Start with the first line of the data and end with the line that holds "dispatch, gated on"; write out each one exactly.

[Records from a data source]
+---+

PR #4046, opened 2026-06-19
feat(be,fe): verified emails as a new first-class anchor primitive

MRmarioruci:
Internet Identity gains a new anchor primitive: a verified-emails list, separate from the recovery email. Users can verify one or more addresses (capped at 5) on the manage page, and relying parties that request an email attribute can now reach the user through one of those verified addresses — without it doubling as a recovery credential. When a dapp requests an email and the anchor has none, the /authorize consent view offers an inline "Verify an email" affordance so the user doesn't have to bounce out to /manage and back.

The verification path reuses every piece of the recovery flow's SMTP/DKIM/DMARC/DNSSEC machinery; the disambiguator is a new canister-issued Subject prefix (`II-Verify-` vs `II-Recovery-`) that `PendingKind` uses to route the inbound to the right anchor field.

## Changes

**Backend**
- New `StorableVerifiedEmail` (cbor-map, additive forward-compat) and new `Anchor.verified_emails` field, capped at 5 entries.
- New `PendingKind::VerifyEmail { anchor }` dispatch, gated on the `II-Verify-` Subject prefix.
- New canister methods `verified_email_prepare_add` (authenticated) and `verified_email_remove` (authenticated). The status / diagnostics / submit-dkim-leaf / resolve-via-doh queries are shared with the recovery flow — keyed by nonce, flow-neutral.
- Integration tests cover cap enforcement, dedup, removal, and the verify-vs-recovery dispatch.

**Frontend**
- `VerifiedEmailWizard` parallels the recovery setup wizard — same DNSSEC skeleton + DKIM + DoH path, differing only in the canister call and the user-visible nonce prefix.
- `VerifiedEmailsPanel` renders on /manage/recovery alongside the existing recovery card: counter, list with relative-time tooltip, "Verify an email" CTA, per-row remove via confirmation dialog.
- /authorize attribute consent view now offers an inline "Verify an email" affordance when an email attribute is requested but the anchor has none — after verification the view re-resolves groups against the live attribute set; the user can also skip and continue without sharing.

## Tests

- Backend: `tests/integration/verified_emails.rs` (cap, dedup, remove, dispatch).
- Frontend: vitest coverage for the empty-state branch + attribute-resolution helper; Playwright e2e in `tests/e2e-playwright/routes/verifiedEmails.spec.ts` covers the wizard surface and a full DNSSEC + DKIM verify-then-remove flow.
- Clippy clean (1.91.1, CI-matching flags); `npm run check` + `lint` + `format` clean.

<div align="right">Next: #4056</div>


src/internet_identity/src/verified_emails/prepare.rs
```diff
@@ -0,0 +1,58 @@
...
+) -> Result<EmailChallenge, EmailChallengeError> {
+    // Per-anchor cap. Checked before issuing the nonce so the FE
+    // wizard can show a "limit reached" notice without the user
+    // having to send a magic email first. Compared inclusively
+    // because we're about to add one more.
+    let current = state::anchor(anchor).verified_emails.len();
+    if current >= MAX_VERIFIED_EMAILS_PER_ANCHOR {
+        return Err(EmailChallengeError::InternalCanisterError(format!(
+            "anchor already holds {current} verified emails — limit is {MAX_VERIFIED_EMAILS_PER_ANCHOR}",
+        )));
```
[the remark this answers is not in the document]
MRmarioruci: Done in f347fec5 — new `EmailChallengeError::LimitReached { limit: nat8 }` variant, used at both prepare time and the commit-time race recheck. The wizard catches it and shows "You've reached the limit of 5 verified emails. Remove one to add another." inline on the address-entry view.

src/internet_identity/src/email_inbound/prepare.rs
```diff
@@ -0,0 +1,323 @@
...
+
+    // Sanity check the address shape. Detailed RFC 5321/5322 validation
+    // is the verifier's job; here we just want to fail fast on the
+    // obviously-malformed inputs (no `@`, leading/trailing whitespace,
+    // empty parts) so the FE doesn't get back an opaque rejection
+    // half a flow later.
+    let address = normalize_address(&address)
+        .ok_or_else(|| EmailChallengeError::DomainNotSupported(address.clone()))?;
+    let registered_domain = registered_domain_of(&address)
+        .ok_or_else(|| EmailChallengeError::DomainNotSupported(address.clone()))?;
```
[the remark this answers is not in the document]
MRmarioruci: Done in f347fec5 — added `EmailChallengeError::InvalidEmailAddress(text)`. `normalize_address` failures route to it (wizard surfaces an inline form error); `registered_domain_of` failures stay on `DomainNotSupported` and still route to the dedicated unsupported-domain view.

src/frontend/src/lib/components/settings/VerifiedEmailsPanel.svelte
```diff
@@ -0,0 +1,262 @@
...
+      handleError(new Error(JSON.stringify(result.Err)));
+      return;
+    }
+    removingAddress = undefined;
+    void invalidateAll();
+    toaster.success({
+      title: $t`Verified email removed`,
+      description: $t`${address} has been removed from your verified emails.`,
+    });
+  };
```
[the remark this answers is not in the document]
MRmarioruci: Done in f347fec5 — `handleRemove` now uses `.then(throwCanisterError)` with try/catch like the rest of the file.

src/internet_identity_interface/src/internet_identity/types/email_challenge.rs
aterga, line 1: I assume this file's contents are not new, right?

src/internet_identity/src/anchor_management.rs
```diff
@@ -218,8 +218,16 @@ pub fn add_openid_credential_skip_checks(
...
     openid_credential: OpenIdCredential,
 ) -> Result<Operation, AnchorError> {
+    let mirrored_address = openid_credential.get_verified_email();
     anchor.add_openid_credential(openid_credential.clone())?;
 
+    // Silently mirror an IdP-vouched email into the anchor's verified-emails
+    // list so the address survives an OIDC unlink. The user can still remove
+    // the entry from the panel; re-adding then goes through the DKIM flow.
+    if let Some(address) = mirrored_address {
+        anchor.mirror_verified_email_from_oidc(&address, time());
```
aterga: I'm not sure why we need to duplicate data inside the anchor. 

Couldn't we fetch it from `anchor.openid_credentials` when needed?

src/internet_identity/src/verified_emails/prepare.rs
```diff
@@ -0,0 +1,58 @@
...
+    now_secs: u64,
+) -> Result<EmailChallenge, EmailChallengeError> {
+    // Per-anchor cap. Checked before issuing the nonce so the FE
+    // wizard can show a "limit reached" notice without the user
+    // having to send a magic email first. Compared inclusively
+    // because we're about to add one more.
+    let current = state::anchor(anchor).verified_emails.len();
+    if current >= MAX_VERIFIED_EMAILS_PER_ANCHOR {
+        return Err(EmailChallengeError::LimitReached {
+            limit: MAX_VERIFIED_EMAILS_PER_ANCHOR as u8,
```
aterga: Avoid casting numerical types in smart contracts (as it could in theory panic). 

Use the same type for the field and the constant.

src/internet_identity/src/anchor_management.rs
MRmarioruci: Sure but then we are coupled to the openid credentials. which means if i remove it as an access method, I don't have it as a verified email anymore.

src/internet_identity/src/verified_emails/prepare.rs
```diff
@@ -0,0 +1,33 @@
...
+    // Cap-check at prepare so the FE can show a "limit reached"
+    // notice without the user sending the magic email first.
+    let current = state::anchor(anchor).verified_emails.len();
+    if current >= MAX_VERIFIED_EMAILS_PER_ANCHOR {
+        return Err(EmailChallengeError::LimitReached {
+            limit: MAX_VERIFIED_EMAILS_PER_ANCHOR as u8,
+        });
+    }
+
+    prepare_common(
```
aterga, line 26: Let's make function names verbose!

src/internet_identity/src/storage/anchor.rs
```diff
@@ -845,6 +874,31 @@ impl Anchor {
         Ok(())
     }
 
+    /// Returns `true` when appended, `false` if already present or cap
+    /// reached. Never errors — the surrounding OIDC link must not fail
+    /// just because the verified-emails bucket is full.
+    pub fn mirror_verified_email_from_oidc(
```
aterga, line 880: I would drop this function. 

Just aggregate verified and OpenID emails in the FE, perhaps?

src/internet_identity/src/email_recovery/mod.rs
```diff
@@ -29,53 +32,14 @@
...
-//!
-//! The pending-challenge map has a 30-minute TTL and is a strict
-//! optimisation — losing it on canister upgrade just costs every
-//! in-flight registration its retry. We do **not** want stable-memory
-//! churn for entries that expire in half an hour. The heap-side
-//! `HashMap` is naturally bounded by the policy in §8.8 of the design
-//! doc (size cap + oldest-first eviction).
 
-#![allow(dead_code)] // Exposed as the module fills in.
+#![allow(dead_code)] // Some recovery-side helpers are reserved for follow-up flows.
```
aterga: Could you clarify what you mean with this comment, please?

src/internet_identity/src/email_inbound/prepare.rs
```diff
@@ -0,0 +1,298 @@
...
+};
+
+/// Shared input-validation + nonce-issuing core. `kind`
+/// parametrises over which flow we're starting. The challenge no
+/// longer carries a `mailbox` field — the FE pairs the user-part
+/// (`register` / `recover`) with `window.location.hostname` to
+/// render the user-facing label, and the canister accepts mail at
+/// any of the configured `related_origins` aliases (see
+/// [`super::mailbox_domains`]).
+pub(crate) async fn prepare_common(
```
aterga, line 19: Let's double check that this code matches the exact code from before module names, etc.

src/internet_identity/src/email_inbound/smtp.rs
```diff
@@ -738,13 +762,58 @@ pub(super) fn bind_credential(
...
+    // Refresh in place if the address is already verified on this
+    // anchor; otherwise append a fresh entry.
+    if let Some(existing) = a
+        .verified_emails
+        .iter_mut()
+        .find(|e| e.address.eq_ignore_ascii_case(claimed_address))
+    {
+        existing.verified_at = now_ns;
+    } else {
+        if a.verified_emails.len() >= super::MAX_VERIFIED_EMAILS_PER_ANCHOR {
```
aterga: This is an odd place for checking this condition, maybe it should be at the top of the function?

src/internet_identity/src/email_inbound/smtp.rs
```diff
@@ -738,13 +762,58 @@ pub(super) fn bind_credential(
...
+/// onto the anchor's `verified_emails` list.
+///
+/// Unlike `bind_credential` this does *not* touch the recovery
+/// reverse-address index — verified emails aren't queryable by
+/// address, only via the owning anchor. Duplicates (same lowercased
+/// address already present on this anchor) are accepted as no-ops:
+/// the inbound email already proved control, and refreshing
+/// `verified_at` is also a legitimate side effect of running the
+/// wizard again.
+pub(super) fn bind_verified_email(
```
aterga: Function name could be improved

src/internet_identity/src/email_inbound/smtp.rs
```diff
@@ -738,13 +762,58 @@ pub(super) fn bind_credential(
...
+    anchor: AnchorNumber,
```
aterga, line 784:
```suggestion
    anchor: &mut Anchor,
```

src/internet_identity/src/email_inbound/smtp.rs
aterga:
```suggestion
pub(super) fn append_or_refresh_verified_email(
```

aterga (approved):

src/internet_identity_interface/src/internet_identity/types/email_challenge.rs
MRmarioruci: Right — extracted from `email_recovery.rs` (which has been around for a few releases). Renamed to `email_challenge.rs` once the shared inbound primitive was lifted out, but the type definitions are unchanged in shape (only renamed alongside `EmailRecovery* → EmailChallenge*`). Wire-compatible with the old FE.

src/internet_identity/src/anchor_management.rs
MRmarioruci: Keeping the mirror, intentionally. The point is that a verified address survives an OIDC unlink: a user picks a 'reach' email once, the dapp learns to request it via `verified:<H>:email`, and if the user later unlinks the IdP the address stays on the anchor instead of silently disappearing. FE-side aggregation can't model that because `openid_credentials` no longer carries the address by then. The mirror's properties (idempotent, cap-respecting, never errors) are tested at the unit level in `storage/anchor/tests.rs` and now end-to-end in `anchor_management::oidc_link_at_verified_emails_cap_skips_mirror_but_succeeds`.

src/internet_identity/src/verified_emails/prepare.rs
MRmarioruci: Done in 86339630a — `MAX_VERIFIED_EMAILS_PER_ANCHOR` is now `u8` (matches the `LimitReached { limit: u8 }` field). The two comparison sites use `usize::from(MAX_VERIFIED_EMAILS_PER_ANCHOR)` which is infallible — no `as` cast anywhere.

src/internet_identity/src/verified_emails/prepare.rs
MRmarioruci: Done in 86339630a — `prepare_add` → `prepare_add_verified_email`; export and the single call site in main.rs updated.

src/internet_identity/src/storage/anchor.rs
MRmarioruci: Keeping — see the longer reply on the `add_openid_credential_skip_checks` mirror call: aggregating in the FE loses the address as soon as the OIDC link goes away, which defeats the design's goal of stable attribute resolution across unlinks.

src/internet_identity/src/email_recovery/mod.rs
MRmarioruci: Done — the `#![allow(dead_code)]` was masking exactly one unused helper (`prepare_add_now`). Deleted both the helper and the module-wide allow in 422b8c5b6.

src/internet_identity/src/email_inbound/prepare.rs
MRmarioruci: Diffed and confirmed in 86339630a. Substantive changes vs. the pre-refactor body: (1) type renames `EmailRecovery* → EmailChallenge*` (structurally identical), (2) a new `nonce_prefix: &str` parameter so the same helper can issue both `II-Recovery-` and `II-Verify-` nonces, (3) malformed addresses now map to the new `InvalidEmailAddress` variant instead of overloading `DomainNotSupported` (separate Copilot review). No other logic drift.

src/internet_identity/src/email_inbound/smtp.rs
MRmarioruci: Leaving the placement as-is — the function intentionally early-returns when the address is already verified (refresh-in-place path), and the cap is only relevant on the append branch. Hoisting the check to the top would reject a refresh of an already-verified address when at cap, which is a regression from the design.

src/internet_identity/src/email_inbound/smtp.rs
MRmarioruci: Done in 86339630a — `bind_verified_email` → `append_or_refresh_verified_email` (matches your other suggestion on 783).

src/internet_identity/src/email_inbound/smtp.rs
MRmarioruci: Adopted in spirit in 86339630a: kept the param as `anchor: AnchorNumber` for symmetry with `bind_credential` (which also loads from state internally), but renamed the inner local `mut a` → `mut anchor` so the body reads cleanly. Changing the param to `&mut Anchor` would push the load/write responsibility to the caller — fine for one of the two functions but asymmetric with the recovery side, so I'd rather keep them parallel.

src/internet_identity/src/email_inbound/smtp.rs
MRmarioruci: Adopted in 86339630a.

src/internet_identity/src/main.rs
```diff
@@ -1815,20 +1883,64 @@ mod email_recovery_api {
...
+    #[update]
+    async fn verified_email_prepare_add(
+        identity_number: IdentityNumber,
+        dns_input: EmailChallengeDnsInput,
+    ) -> Result<EmailChallenge, EmailChallengeError> {
+        check_authorization(identity_number)
+            .map_err(|err| EmailChallengeError::Unauthorized(err.principal))?;
+
+        let now_secs = ic_cdk::api::time() / 1_000_000_000;
+        crate::verified_emails::prepare_add_verified_email(identity_number, dns_input, now_secs)
```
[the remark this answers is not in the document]
MRmarioruci: not valid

+---+

- Task solution -
PR #4046, opened 2026-06-19
feat(be,fe): verified emails as a new first-class anchor primitive

MRmarioruci:
Internet Identity gains a new anchor primitive: a verified-emails list, separate from the recovery email. Users can verify one or more addresses (capped at 5) on the manage page, and relying parties that request an email attribute can now reach the user through one of those verified addresses — without it doubling as a recovery credential. When a dapp requests an email and the anchor has none, the /authorize consent view offers an inline "Verify an email" affordance so the user doesn't have to bounce out to /manage and back.

The verification path reuses every piece of the recovery flow's SMTP/DKIM/DMARC/DNSSEC machinery; the disambiguator is a new canister-issued Subject prefix (`II-Verify-` vs `II-Recovery-`) that `PendingKind` uses to route the inbound to the right anchor field.

## Changes

**Backend**
- New `StorableVerifiedEmail` (cbor-map, additive forward-compat) and new `Anchor.verified_emails` field, capped at 5 entries.
- New `PendingKind::VerifyEmail { anchor }` dispatch, gated on the `II-Verify-` Subject prefix.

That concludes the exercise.